▸ Exercise requirements
In the entries below, every line that contains "assert" must be located and copied.

▸ Saved entries
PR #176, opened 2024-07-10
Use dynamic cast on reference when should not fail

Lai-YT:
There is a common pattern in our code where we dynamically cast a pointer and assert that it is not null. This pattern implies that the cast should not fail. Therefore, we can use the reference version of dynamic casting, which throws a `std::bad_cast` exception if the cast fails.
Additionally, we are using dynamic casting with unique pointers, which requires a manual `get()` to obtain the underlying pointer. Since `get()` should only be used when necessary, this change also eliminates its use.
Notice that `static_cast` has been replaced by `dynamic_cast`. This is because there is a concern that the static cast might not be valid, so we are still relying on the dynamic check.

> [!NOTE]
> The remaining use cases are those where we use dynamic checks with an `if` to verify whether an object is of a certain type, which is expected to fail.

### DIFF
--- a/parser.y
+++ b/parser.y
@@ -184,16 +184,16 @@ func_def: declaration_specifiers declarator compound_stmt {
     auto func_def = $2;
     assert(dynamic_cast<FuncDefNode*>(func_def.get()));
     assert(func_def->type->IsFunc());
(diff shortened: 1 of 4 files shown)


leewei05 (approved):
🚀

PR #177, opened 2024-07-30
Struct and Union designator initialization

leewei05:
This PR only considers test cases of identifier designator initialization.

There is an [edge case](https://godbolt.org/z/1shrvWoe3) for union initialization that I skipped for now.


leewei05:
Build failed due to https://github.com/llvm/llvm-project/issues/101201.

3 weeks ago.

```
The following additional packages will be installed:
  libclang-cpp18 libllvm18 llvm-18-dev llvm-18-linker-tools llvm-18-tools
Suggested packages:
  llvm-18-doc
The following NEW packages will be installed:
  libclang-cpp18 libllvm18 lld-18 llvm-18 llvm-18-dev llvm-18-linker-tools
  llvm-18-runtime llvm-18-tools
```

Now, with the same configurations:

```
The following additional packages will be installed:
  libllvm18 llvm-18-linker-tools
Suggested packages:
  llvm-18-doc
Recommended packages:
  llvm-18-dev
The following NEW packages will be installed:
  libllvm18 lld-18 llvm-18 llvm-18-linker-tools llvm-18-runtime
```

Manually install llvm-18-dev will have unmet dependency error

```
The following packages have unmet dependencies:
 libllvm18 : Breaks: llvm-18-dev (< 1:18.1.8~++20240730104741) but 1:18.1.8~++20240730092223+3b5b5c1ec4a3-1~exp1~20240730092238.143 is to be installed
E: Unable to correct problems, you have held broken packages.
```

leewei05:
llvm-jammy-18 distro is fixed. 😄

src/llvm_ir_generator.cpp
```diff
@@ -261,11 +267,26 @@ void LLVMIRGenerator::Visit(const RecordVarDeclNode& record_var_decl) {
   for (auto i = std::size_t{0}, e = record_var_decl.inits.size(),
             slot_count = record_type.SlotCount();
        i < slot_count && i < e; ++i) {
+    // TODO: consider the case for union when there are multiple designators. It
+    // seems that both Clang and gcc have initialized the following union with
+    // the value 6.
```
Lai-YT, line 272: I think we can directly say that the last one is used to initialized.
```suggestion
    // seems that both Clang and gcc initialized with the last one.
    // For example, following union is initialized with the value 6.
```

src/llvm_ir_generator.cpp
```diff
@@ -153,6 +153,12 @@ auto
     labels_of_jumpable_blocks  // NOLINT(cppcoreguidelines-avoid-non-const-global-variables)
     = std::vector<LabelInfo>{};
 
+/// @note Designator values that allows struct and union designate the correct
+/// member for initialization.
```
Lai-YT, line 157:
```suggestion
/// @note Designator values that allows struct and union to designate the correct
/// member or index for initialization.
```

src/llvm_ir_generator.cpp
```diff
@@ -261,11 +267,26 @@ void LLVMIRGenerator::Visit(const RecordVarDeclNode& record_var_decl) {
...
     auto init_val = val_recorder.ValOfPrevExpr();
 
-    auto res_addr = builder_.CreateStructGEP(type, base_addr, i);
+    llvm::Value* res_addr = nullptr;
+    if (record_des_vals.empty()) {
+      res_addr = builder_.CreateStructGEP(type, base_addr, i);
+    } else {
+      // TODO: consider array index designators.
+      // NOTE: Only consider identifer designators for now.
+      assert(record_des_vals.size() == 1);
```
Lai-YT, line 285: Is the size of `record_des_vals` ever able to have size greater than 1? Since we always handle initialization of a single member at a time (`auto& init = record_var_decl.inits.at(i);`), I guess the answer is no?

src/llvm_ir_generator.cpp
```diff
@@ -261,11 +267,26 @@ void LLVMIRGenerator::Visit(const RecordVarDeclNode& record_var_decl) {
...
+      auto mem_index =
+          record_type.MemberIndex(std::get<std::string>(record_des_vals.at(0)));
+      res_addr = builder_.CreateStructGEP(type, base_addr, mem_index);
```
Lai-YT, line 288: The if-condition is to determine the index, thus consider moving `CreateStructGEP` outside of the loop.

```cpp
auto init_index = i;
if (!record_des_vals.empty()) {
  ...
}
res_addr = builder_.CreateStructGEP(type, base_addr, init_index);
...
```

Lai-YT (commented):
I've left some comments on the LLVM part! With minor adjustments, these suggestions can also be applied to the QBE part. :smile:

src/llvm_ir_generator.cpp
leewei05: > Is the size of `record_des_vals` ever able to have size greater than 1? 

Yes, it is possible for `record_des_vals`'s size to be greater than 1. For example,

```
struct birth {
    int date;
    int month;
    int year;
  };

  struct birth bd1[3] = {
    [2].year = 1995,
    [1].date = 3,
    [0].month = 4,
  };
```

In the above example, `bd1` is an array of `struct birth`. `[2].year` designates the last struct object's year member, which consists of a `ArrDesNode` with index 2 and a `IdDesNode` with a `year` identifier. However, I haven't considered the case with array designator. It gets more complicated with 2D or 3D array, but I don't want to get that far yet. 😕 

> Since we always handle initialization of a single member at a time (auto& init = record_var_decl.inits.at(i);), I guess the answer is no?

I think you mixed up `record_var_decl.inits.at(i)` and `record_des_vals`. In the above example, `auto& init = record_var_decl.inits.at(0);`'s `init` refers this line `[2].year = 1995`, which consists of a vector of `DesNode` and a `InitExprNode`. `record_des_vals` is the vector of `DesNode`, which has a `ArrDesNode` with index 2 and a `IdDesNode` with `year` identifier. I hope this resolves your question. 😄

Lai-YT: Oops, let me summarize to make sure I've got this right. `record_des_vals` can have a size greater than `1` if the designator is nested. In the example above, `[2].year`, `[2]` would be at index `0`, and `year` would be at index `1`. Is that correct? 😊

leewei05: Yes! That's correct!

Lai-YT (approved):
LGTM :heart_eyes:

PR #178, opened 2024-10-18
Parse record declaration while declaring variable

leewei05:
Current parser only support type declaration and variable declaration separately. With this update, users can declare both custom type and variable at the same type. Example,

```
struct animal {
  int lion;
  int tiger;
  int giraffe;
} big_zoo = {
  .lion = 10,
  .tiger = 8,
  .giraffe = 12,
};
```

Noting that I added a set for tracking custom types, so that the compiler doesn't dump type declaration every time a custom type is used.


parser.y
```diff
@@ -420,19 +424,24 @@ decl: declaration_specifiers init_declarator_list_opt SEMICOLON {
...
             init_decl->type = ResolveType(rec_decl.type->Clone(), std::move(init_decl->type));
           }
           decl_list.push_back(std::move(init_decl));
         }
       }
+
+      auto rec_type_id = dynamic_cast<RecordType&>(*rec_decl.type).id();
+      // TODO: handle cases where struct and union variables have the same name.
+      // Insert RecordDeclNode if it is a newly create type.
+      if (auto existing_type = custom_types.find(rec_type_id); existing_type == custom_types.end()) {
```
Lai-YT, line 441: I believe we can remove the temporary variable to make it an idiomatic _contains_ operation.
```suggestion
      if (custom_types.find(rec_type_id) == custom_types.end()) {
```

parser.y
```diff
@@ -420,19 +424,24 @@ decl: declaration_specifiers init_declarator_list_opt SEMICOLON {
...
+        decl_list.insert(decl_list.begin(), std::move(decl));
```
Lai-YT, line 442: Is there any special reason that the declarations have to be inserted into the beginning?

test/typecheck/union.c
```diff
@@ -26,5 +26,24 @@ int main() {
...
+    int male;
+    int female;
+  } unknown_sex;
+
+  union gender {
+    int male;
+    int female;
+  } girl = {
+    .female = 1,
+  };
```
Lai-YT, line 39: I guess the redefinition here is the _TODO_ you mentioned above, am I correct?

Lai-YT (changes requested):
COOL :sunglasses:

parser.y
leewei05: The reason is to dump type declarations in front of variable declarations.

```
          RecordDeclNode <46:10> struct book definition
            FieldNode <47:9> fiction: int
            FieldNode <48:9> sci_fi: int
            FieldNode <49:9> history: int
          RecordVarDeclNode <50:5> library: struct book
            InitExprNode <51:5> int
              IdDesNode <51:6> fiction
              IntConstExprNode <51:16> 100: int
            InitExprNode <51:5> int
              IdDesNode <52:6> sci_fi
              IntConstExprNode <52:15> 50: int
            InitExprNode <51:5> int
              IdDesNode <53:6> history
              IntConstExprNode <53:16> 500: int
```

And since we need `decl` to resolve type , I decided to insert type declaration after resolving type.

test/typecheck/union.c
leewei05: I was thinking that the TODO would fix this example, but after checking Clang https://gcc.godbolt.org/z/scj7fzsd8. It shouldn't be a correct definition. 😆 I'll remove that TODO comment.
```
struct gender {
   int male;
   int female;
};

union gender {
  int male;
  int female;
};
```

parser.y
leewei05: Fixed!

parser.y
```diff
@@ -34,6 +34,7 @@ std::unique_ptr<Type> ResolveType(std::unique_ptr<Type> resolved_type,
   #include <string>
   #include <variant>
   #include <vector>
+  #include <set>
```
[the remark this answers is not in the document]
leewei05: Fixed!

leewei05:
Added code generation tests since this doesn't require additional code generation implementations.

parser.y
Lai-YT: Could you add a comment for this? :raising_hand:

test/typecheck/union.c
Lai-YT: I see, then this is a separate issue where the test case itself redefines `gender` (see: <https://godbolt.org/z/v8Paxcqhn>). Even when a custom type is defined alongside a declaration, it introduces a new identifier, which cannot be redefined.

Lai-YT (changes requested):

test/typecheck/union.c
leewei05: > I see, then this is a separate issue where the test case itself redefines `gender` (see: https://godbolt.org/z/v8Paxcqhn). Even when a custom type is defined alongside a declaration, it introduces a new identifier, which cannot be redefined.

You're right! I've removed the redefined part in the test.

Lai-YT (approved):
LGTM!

▸ Exercise answer
There is a common pattern in our code where we dynamically cast a pointer and assert that it is not null. This pattern implies that the cast should not fail. Therefore, we can use the reference version of dynamic casting, which throws a `std::bad_cast` exception if the cast fails.
     assert(dynamic_cast<FuncDefNode*>(func_def.get()));
     assert(func_def->type->IsFunc());
+      assert(record_des_vals.size() == 1);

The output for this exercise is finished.